The Senior Technical Specialist within the Physical Testing department is responsible for providing technical input for all operations with the laboratory, ensuring accurate and efficient testing of raw materials and product to meet regulatory requirements. Note: This role will work with products from all of business units.

The role requires working closely with the Team Leads in the department, developing and validating new novel test methods and implementing standard methodologies.

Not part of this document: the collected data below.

PR #3848, opened 2024-08-27
Add tokio io test

tiif:
After #3804 landed, these tests passed.

### DIFF
--- a/test_dependencies/Cargo.toml
+++ b/test_dependencies/Cargo.toml
@@ -20,7 +20,7 @@ tempfile = "3"
 page_size = "0.6"
 # Avoid pulling in all of tokio's dependencies.
 # However, without `net` and `signal`, tokio uses fewer relevant system APIs.
-tokio = { version = "1.24", features = ["macros", "rt-multi-thread", "time", "net", "fs", "sync", "signal"] }
+tokio = { version = "1.24", features = ["macros", "rt-multi-thread", "time", "net", "fs", "sync", "signal", "io-util"] }
 
 [target.'cfg(windows)'.dependencies]
 windows-sys = { version = "0.52", features = [ "Win32_Foundation", "Win32_System_Threading" ] }
--- a/tests/pass-dep/tokio/sleep.rs
+++ b/tests/pass-dep/tokio/sleep.rs
@@ -1,5 +1,4 @@
-//@compile-flags: -Zmiri-permissive-provenance -Zmiri-backtrace=full
-//@only-target-x86_64-unknown-linux: support for tokio only on linux and x86
+//@only-target-linux: We only support tokio on Linux
 
 use tokio::time::{sleep, Duration, Instant};
 
--- a/tests/pass-dep/tokio/tokio_mvp.rs
+++ b/tests/pass-dep/tokio/tokio_mvp.rs
@@ -1,6 +1,0 @@
-// Need to disable preemption to stay on the supported MVP codepath in mio.
-//@compile-flags: -Zmiri-permissive-provenance -Zmiri-preemption-rate=0
-//@only-target-x86_64-unknown-linux: support for tokio exists only on linux and x86
-
-#[tokio::main]
-async fn main() {}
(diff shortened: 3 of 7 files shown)


tests/pass-dep/tokio/mpsc.stdout
```diff
@@ -0,0 +1,2 @@
+GOT = sending from first handle
+GOT = sending from second handle
```
RalfJung, line 2: This is not deterministic, is it? A different interleaving of threads can result in a different output and thus make this test fail.

test_dependencies/Cargo.toml
```diff
@@ -20,7 +20,7 @@ tempfile = "3"
 page_size = "0.6"
 # Avoid pulling in all of tokio's dependencies.
 # However, without `net` and `signal`, tokio uses fewer relevant system APIs.
-tokio = { version = "1.24", features = ["macros", "rt-multi-thread", "time", "net", "fs", "sync", "signal"] }
+tokio = { version = "1.24", features = ["macros", "rt-multi-thread", "time", "net", "fs", "sync", "signal", "io-util"] }
```
RalfJung, line 23: Which part of the test needs `io-util`?

tiif: The tests in ``file-io.rs`` that use ``file.read`` or ``file.write`` need that.

RalfJung: The [docs](https://docs.rs/tokio/1.39.3/tokio/fs/struct.File.html) say that needs the `fs` feature but don't mention `io-utils`. Strange.

RalfJung: Ah, it's from the [`*Ext` traits](https://docs.rs/tokio/1.39.3/tokio/io/trait.AsyncReadExt.html).

tests/pass-dep/tokio/mpsc.stdout
tiif: Right, I just change the output instead, so even if it has a different interleaving, the test still won't fail.

RalfJung:
Looks good :) please squash it into a single commit.

tests/pass-dep/tokio/mpsc.rs
```diff
@@ -0,0 +1,20 @@
+//@only-target-x86_64-unknown-linux: support for tokio only on linux and x86
```
RalfJung, line 1: This won't run the test on 32bit x86. Is that deliberate?

tiif: Good point, it should be allowed on all linux target.

tiif:
i forgot to put the ``//@only-target-linux`` flag for mpsc test, I wonder how it even pass the CI? It fails locally when I ran ``./miri run --dep tests/pass-dep/tokio/mpsc.rs --target i686-pc-windows-msvc``.

tiif:
Please don't r+ this first, I am not sure what's wrong with github, my local mpsc.rs has this, but github won't update it. 
```rust
//@only-target-linux: support for tokio only on linux
use std::sync::mpsc::channel;
```

tests/pass/mpsc.rs
```diff
@@ -1,3 +1,4 @@
+//@only-target-linux: support for tokio only on linux
```
RalfJung, line 1: This isn't a tokio test, please don't change it. :)

tiif: Yea I just realised I edited the wrong mpsc.rs, I renamed the original one so it is less confusing :')

tests/pass-dep/tokio/sleep.rs
```diff
@@ -1,5 +1,4 @@
-//@compile-flags: -Zmiri-permissive-provenance -Zmiri-backtrace=full
-//@only-target-x86_64-unknown-linux: support for tokio only on linux and x86
+//@only-target-linux: support for tokio only on linux
```
RalfJung, line 1:
```suggestion
//@only-target-linux: We only support tokio on Linux
```
same for the other files

tests/pass-dep/tokio/tokio_mvp.rs
tiif, line 1: Actually, do we still need this?

RalfJung:
Awesome. :)

@bors r+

This role is crucial in designing and implementing test protocols, maintaining laboratory equipment end ensuring compliance with quality standards.

Key Responsibilities:

• To act as a technical expert on behalf of the T&I organization by providing advice, guidance and expertise in Physical Testing and Material Science.
• Within a design control framework, lead scientific projects and provide full physical testing support, including test method development/validation, design verification/validation testing.
• Provide technical support and guidance to manufacturing sites; support research and trouble-shooting activities, define and execute strategies for method validations and transfer of methods when required.
• Lead equipment qualification and calibration activities in accordance with company procedures, including software validation activities for the deployment of equipment software packages within the Physical Testing Laboratory.
• Further develop the technical expertise of the department through research, training, procurement of equipment and software, and managing relationship with vendors, industrial and academic contacts.
• Update, review, approve technical data, test results, protocols, reports, compliance records and general laboratory documentation.
• Collaborate with relevant project and departmental managers to effectively co-ordinate workloads, timelines and priorities within the department.
• To keep abreast of current literature to continuously develop physical testing methods using best practice to investigate new technologies and business opportunities.
• Maintain an awareness of the status of core technical challenges and opportunities in areas of expertise for physical testing.
• Identify and lead investigations for NC/OOS/Deviations/Change controls in relation to physical testing procedures and processes; ensure prompt resolution of identified problems and provide appropriate recommendations for remedial/corrective actions.
• Collaborate with team members to plan, direct and implement continuous improvements in lab systems and processes.
• Provide technical oversight and resolution of any physical testing NPD/ Life cycle management technical issues.
• Deliver in-direct scientific or technical mentorship and leadership to analysts to enable them to meet their project objectives, including training in physical test methods.
• Work collaboratively to build technical communities across different functional groups.
• Support lab analysts in daily laboratory operations and interface with functional groups on scientific issues, study design and project technical requirements.
• Establish and maintain effective communication channels to provide accurate information and communicate issues, gaps and constraints to management and wider teams.
• Ensure highest levels of safety in accordance with EHS policies by creating and maintaining Risk Assessments and COSHH assessments.

Qualifications/Education:

• Bachelor's degree or equivalent in Science/ Technical/ Engineering and approx. 7+ years of Med Device/ Pharmaceutical Laboratory work experience with increasing responsibilities.
• Working knowledge and understanding of compliance with FDA and European regulations relating to Quality Systems (IS013485:2016 and FDA 21 CFR Part 820) and GMP Guidelines and Regulation.
• Strong background in Physical Testing; significant experience, track record and knowledge within a physical testing environment or Material Science background
• Microsoft Office skills are essential.

Skills & Experience:

• Strong experience working in Medical Device/Pharmaceutical Industry within an R&D/product development role.
• Ensures use of good scientific practice and the development and validation of appropriate methods for testing.
• Designs and constructs a series of analysis to understand complex technical issues and to evaluate new technologies and business opportunities.
• Competent to provide technical support and advice to other functions and franchises; serves on various teams as a functional leader.
• Provides advice and oversee the implementation of technical solutions.
• Competent in following, adhering to, writing, and the review/approval of technical reports, validation protocol/reports, SOP's, OCI's, TD fs, laboratory investigations etc.
• Demonstrates a high level of creativity and independence in areas of assigned responsibility and has good command of the relevant scientific and technical literature.
• Competent to train new and inexperienced members of staff in test method procedures, use, calibration and maintenance of laboratory equipment to support their continued development.
• Understanding of product development process and design controls.
• Provides guidance and recommends areas for improvement and training.
• Competent in writing Risk Assessments, Safe Systems of Work and COSHH assessments.

Carbon60, Lorien & SRG - The Impellam Group STEM Portfolio are acting as an Employment Business in relation to this vacancy.